Williams would ultimately take the baby back to her home in South Carolina, renaming her Alexis Manigo, and telling Charles Manigo it was his baby. She says the baby did not bring peace to their home after all, though, and when she ultimately had a custody agreement with her two sons from a prior marriage changed because of the abuse, she decided to leave with Kamiyah as well.

“I just thought to myself, I can’t have him around her. I can’t do it, and she deserves better,” Williams says.

The defense walked Williams through a series of photos showing awards, celebrations and gatherings featuring Kamiyah while she was growing up. Williams further said Kamiyah was always cared for and provided for.

Things changed, when Kamiyah decided she wanted to start working. Williams says Kamiyah asked for her birth certificate and social security card, so she could finish all the paperwork on a job she had already lined up.

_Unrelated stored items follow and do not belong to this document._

PR #8446, opened 2019-12-01
Added Completion for Todoman

a0n:
See: https://github.com/pimutils/todoman


robbyrussell:
Hi there, thanks for this. Could you provide a README file in this directory, too?

PR #8447, opened 2019-12-02
Created Watson Completion Plugin

a0n:
See: https://tailordev.github.io/Watson/


robbyrussell:
Hi there, thanks for this. Could you provide a README file in this directory, too?

PR #8448, opened 2019-12-02
Add kubectl log since aliases

alaa:
Add kubectl log since aliases
```
--since 1h
--since 1m
--since 1s
```


robbyrussell:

“I said, ‘you’re not my daughter’. I said, ‘I took you a long time ago’,” Williams says she told Kamiyah at that time.

Williams says she offered to turn herself in at that time, but Kamiyah told her not to. They went on another year and a half or so before the Jacksonville Sheriff’s Office ultimately learned about Kamiyah and reached out.

“She wanted me to run. I told her I couldn’t do that, I couldn’t leave her, I just couldn’t do it. I couldn’t have a life like that. I was already in this for too long, and the truth was going to come out,” Williams says.

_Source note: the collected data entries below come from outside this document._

PR #8460, opened 2019-12-07
use DCO_FILE env inside docker-compose aliases

ShahinSorkh:


ShahinSorkh:
Any thoughts on this?

mcornella:
This was a good addition but I was sure it was implemented already into docker-compose, and it is: [`COMPOSE_FILE` env variable](https://docs.docker.com/compose/reference/envvars/#compose_file). Thanks for your contribution though!

PR #8462, opened 2019-12-09
Run pyenv plugin only when necessary

2tunnels:
Wrapped pyenv plugin in condition, so it will only run if `pyenv` command is not already loaded.
Some software (Poetry for example), may spawn shell multiple times.
In this scenario `.zshrc` will be read again, running all plugins and changing $PATH again.
Seems like other plugins are aware of that, nvm for example.
May be it's not the best solution and plugin should create some environment variable that it has been already used.


mcornella:
This is needed if in between the update of `$PATH` the `$commands` parameter hasn't been updated, i.e. if there was no `rehash` or `hash -rf` or automatic rehash. LGTM

PR #8474, opened 2019-12-13
Added FZF base path for freebsd

pprugger:
Added the fzf base path for freebsd to fzf.plugin.zsh.

@maxbrunet 
@mcornella


mcornella:
Have you tested that this works? I don't have a FreeBSD machine to test this on.

pprugger:
Heya!
I wrote the patch on a freebsd machine yes.
That's why i found the issue on the first place :)
Can send you screenshots if you want.

mcornella:
Thanks!

PR #8479, opened 2019-12-17
extract: Add tar.lz support

mustaqimM:


plugins/extract/extract.plugin.zsh
```diff
@@ -45,6 +45,7 @@ extract() {
 				&& tar --zstd -xvf "$1" \
 				|| zstdcat "$1" | tar xvf - ;;
 			(*.tar) tar xvf "$1" ;;
+			(*.tar.lz) (( $+commands[lzip] )) && tar xvf "$1" ;;
```
mcornella: Shouldn't this use `lunzip`? https://apple.stackexchange.com/a/301020

mustaqimM: It could be either. On my system it's not available. `lunzip` and `plzip` decompress to `tar`. With `lzip` installed calling `tar` is the only command required to fully extract it.

mcornella: You're right, I just tested it.

PR #8480, opened 2019-12-17
Adding in support for kubernetes context prompt

guice:
Following in the stype of AWS, adding in a cli prompt for current kubernetes context, using `kccc` alias.


larson-carter:
@guice Thank you for the PR. I am going to need about 2-4 testers to test this PR out. Since I do not have a way of testing this out in my specific environment.

Thanks  -- Larson

53jk1 (approved):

Williams says she had thought often about bringing Kamiyah back, but couldn’t do it.

“I think fear, I think just crippling fear. And then I fell in love with her,” Williams says.

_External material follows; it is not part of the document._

PR #11469, opened 2023-01-31
feat(lib/directories): Add an escape hatch to the file

hazaelsan:
These aliases don't seem particularly high-value, and can interfere with other workflows given the global nature of some of the aliases.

The prosecutor questioned Williams to show she made choices and decisions along the way, to lead to where we are now. Williams agreed that how this went is the “worst” possible outcome for Kamiyah, and that she could have even left her anonymously at a hospital at any point when the child was young. Upon questioning from the prosecution, Williams said her motivation for taking the baby was not out of concern for how Mobley would raise her, but for selfish reasons.

Despite that, she is asking for forgiveness from all parties involved, including from Kamiyah.

"I never meant to hurt you, I never meant to hurt you. I just love that child so and I never meant to hurt you, I never meant to cause you any harm, any pain, any of that. And I’m sorry, and I hope that you can find it in your heart to forgive me. I tried to love you the best way I could, the only way I could. I tried to nurture you, but nothing can take away what I took from you. Nothing can replace that. I will always love you, always. And the joy that you brought me, I thank God the world can’t take it away from me. But you're not mine. Your mother and father are sitting right here,” Williams says.

And to Kamiyah’s biological parents- Shanara Mobley and Craig Aiken- she apologized as well.

“I pray every day, every day for the good Lord to renew your hearts, renew your minds, and to heal your hearts, and to give you the peace and joy that comes from knowing His word. I can’t explain where I was back then 20 years ago, I know I wronged you, and I’m so sorry and so many days, so many days, so many days, so many days I just wanted to pick that child up and say, ‘C’mon, let’s get in this car and go’, I just couldn't. I couldn’t. When I left Jacksonville, I didn't look back, I didn't know what you went through,” she says.

Williams is facing up to 22 years in prison, after pleading guilty earlier this year to kidnapping and custody interference of the child. She says, if she’s allowed to return to society, she wants to help young girls who are in abusive relationships. She intends to return to South Carolina to live with her husband, who supports her.

The prosecutor asked Williams what penalty she thinks she deserves for what she did. She said she knows she needs to be punished for her crimes, but isn’t able to say what that should look like. Instead, she says she will abide by whatever the judge decides.

The judge is taking everything under consideration, and will impose a sentence for Williams on June 8th.